I read over my post, and i didn't get what i tried to say correct I was thinking eyes when i posted, and not breathing, and it should have read that " on other times, i dont wear a face mask. I was in auto refinishing for years, and we used a charcoal mask for paint. I have one yet, but don't use that for wood. I use a dust mask in dusty conditions, and for the eyes, i use ordinary safety glasses. No goggles, or closed eye protection. sorry, I hope that this will make a little more sence


----------



## PlayasTeo (Nov 14, 2009)

I use a an anti-fog mask model with an exhalation valve. leevalley.com has them.
Standard and Anti-Fog Dust Masks - Lee Valley Tools
Best regards.
Teo


----------



## Hamlin (Dec 25, 2005)

Hi, 

Welcome to the router forums. 

I highly suggest you get what's called a half-mask respirator. These are relatively cheap. I picked one up a few yrs back at HD around $20 - $30. The filters are around $12 - $15. I also have what's called, over the glasses safety glasses. These work wonders. Far better than goggles.

Uvex Astro OTG ® Over-the-glasses Safety Glasses w/ Clear Lens - GEMPLER'S


----------



## CanuckGal (Nov 26, 2008)

If you want to just stick with the ordinary dust masks, look for the ones with the bendable metal band over the nose profile. You can pinch it to shape it to your nose and stop the moist air from moving upward under your glasses. They cost only a fraction more then the masks without them.


----------



## Dr.Zook (Sep 10, 2004)

Welcome to the RouterForums Paul.


----------



## BigJimAK (Mar 13, 2009)

Paul,

I wear glasses and fogging was always a problem for me with the paper filters, until I found my solution. 3M makes a respirator that seals well against the skin, is comfortable and directs your exhales down and away from your body, akin to your natural breathing.

I use a 3M 7502 half-mask, silicone reusable respirator with a P100 filter for dusty conditions and swap for an organic filter when spraying polyurethane or other such sprays. 3M makes a whole series of reusable respirators and filters, in addition to their disposable models. 

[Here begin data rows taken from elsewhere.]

PR #2639, opened 2026-04-01
fix(useList): replace push spread with direct iteration in flattenItems

4y4a:


src/components/useList/utils/flattenItems.test.ts
```diff
@@ -0,0 +1,206 @@
...
+    });
+
+    test('rootIds should only contain top-level item ids', () => {
+        const result = flattenItems({items: data});
+
+        expect(result.rootIds).toEqual(['0', '1', '2']);
+        expect(result.rootIds).toHaveLength(data.length);
+    });
+
+    test('should handle a group with large number of children without RangeError', () => {
```
4y4a, line 166: 300k children that reproduces the `RangeError` on the original implementation.  V8 limits the number of         
  arguments, so any group with >200k children throws `RangeError: Maximum call stack size exceeded`.   But Yandex Browwer has a lower limit, I catch it at 120k elements.

src/components/useList/utils/flattenItems.ts
```diff
@@ -31,32 +27,27 @@ export function flattenItems<T>({
...
         }
 
-        order.push(id);
+        visibleFlattenIds.push(id);
 
         if (isTreeItemGuard(item) && item.children) {
             // don't include collapsed groups
-            if (!(id in expandedById && !expandedById[id])) {
-                order.push(
-                    ...item.children.reduce<string[]>(
```
4y4a, line 40: `reduce` created a new `[]` accumulator for each group, then spread its contents into the parent
 array, copying all ids twice per level.

4y4a, line 40: `order.push(...acc)` spreads the entire children array as function arguments. The reason for the crash on a huge  amount of elements

PR #2640, opened 2026-04-01
feat(Drawer): allow DrawerItem to be scrollable

igor0226:


src/components/Drawer/components/Drawer.scss
```diff
@@ -25,6 +25,12 @@ $drawer-resizer-width: 8px;
         will-change: transform;
     }
 
+    &__item-content {
+        overflow: auto;
```
amje: That's will be a breaking change. It could break user layouts. What it fixes?

igor0226: It is not necessary though
Users can add overflow properties themselves. However, I though that it would be useful to fix this behavior by default

amje: Its already `overflow: auto` on the `g-drawer` class. It's too much overflows

igor0226: What about the following proposal:
If we consider that my change is breaking, then I can show the similar case in a separate story. There I will place overflow:auto rule for the story child component without changing the basic Drawer's styles and layout (and pass a large component as a child one)

PR #2651, opened 2026-04-20
feat(useFocusWithin): with focus on parent document

bratva:
**Problem**
When useFocusWithin is used inside an iframe and popups are portalled into window.parent.document, clicking inside such a portal fires blur on the iframe element with relatedTarget === null (cross-document focus transitions always produce null). The hook treated this as "focus left the component" and fired onBlurWithin immediately, causing dropdowns and popups to close on the first interaction.

**Solution**
When relatedTarget === null and window !== window.parent, the blur is deferred via setTimeout(0). A focusin listener on window.parent then fires before the timeout: it cancels the deferred blur and fires it immediately with the correct synthetic target. If the parent is cross-origin, the error is swallowed and the deferred timeout fires as a fallback.

**Where**
1. Daterange if popup render on parent document
2. Select if popup render on parent document

Issue: https://github.com/gravity-ui/uikit/issues/2653

### DIFF
--- a/src/hooks/useFocusWithin/useFocusWithin.test.tsx
+++ b/src/hooks/useFocusWithin/useFocusWithin.test.tsx
@@ -1,3 +1,5 @@
+import * as React from 'react';
+
 import userEvent from '@testing-library/user-event';
 import ReactDom from 'react-dom';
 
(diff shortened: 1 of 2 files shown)


ValeraS:
@bratva Thank you for your PR. Issue was fixed in this [release](https://github.com/gravity-ui/uikit/releases/tag/v7.39.0)

Issue #2178, opened 2025-03-24
Sheet of components a strip appears under the swipe


NasgulNexus:
### Describe the bug

I have attached a video, you can play it in the storybook. If you open it in the store https://preview.gravity-ui.com/uikit/?path=/story/components-overlays-sheet--with-menu-showcase and look from the browser, you can see the strip, if you make the mobile view through the browser, the strip disappears, but if you zoom in, it appears. It seems that it should either always be shown or it should not be there

### Reproduction

https://preview.gravity-ui.com/uikit/?path=/story/components-overlays-sheet--with-menu-showcase

### Environment

Yandex browser 
Brave

### Validations

- [x] Check that there isn't [already an issue](https://github.com/gravity-ui/uikit/issues) that reports the same bug to avoid creating a duplicate.
- [x] The provided reproduction is a [minimal reproducible example](https://stackoverflow.com/help/minimal-reproducible-example) of the bug.

amje:
This line is a gap of veil between "shee-top" and "scroll-container" elements.
Possible fix: use single background on the parent element

amje:
> Possible fix: use single background on the parent element

@mournfulCoroner Take a look please

PR #2658, opened 2026-04-24
fix(Sheet): remove veil seam

ksvfs:
#2178

## Summary by Sourcery

Enhancements:
- Move the sheet background color and top border radius styling from the header and body sections to the main content element so the sheet renders as a single continuous surface.

### DIFF
--- a/src/components/Sheet/Sheet.scss
+++ b/src/components/Sheet/Sheet.scss
@@ -35,6 +35,12 @@ $block: '.#{variables.$ns}sheet';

I've attached a PDF on their respirators and I made you a PDF of Amazon pricing for each, as a reference for you. The Amazon PDF also includes some customer reviews on the mask.

The mask is about $18 and a 4-pack of filters about $14. If you also want the organic filters they run about $6/pair. The organics should be stored in a ziploc when not in use, as they "wear out" from reacting with organics in the air.

They weren't at HD or Lowes when I was looking for them but I found them at my local Grainger and local safety equipment supply stores.

Another option!


----------



## harrysin (Jan 15, 2007)

This is my low cost method of face protection, allows glasses and dust mask with no steaming up, at least not in our climate.


----------



## Hamlin (Dec 25, 2005)

Hi Deb,

I'm one of those who has to wear glasses. Those bendable masks don't fully work. They will still "leak" around that nose piece. Even with the exhaust port/valve, they'll still fog your glasses. 

The best solution I've found is what I've posted earlier, a half mask with filter cartridges. Jim has posted pdf files of exactly the same pair that can be found at HD, Lowes, etc. To protect my eyes, again, the same glasses from the link I had posted. I no longer attempt to wear a face shield. I had a piece of debris hit, and still flew into my glasses. 

Each their own.


----------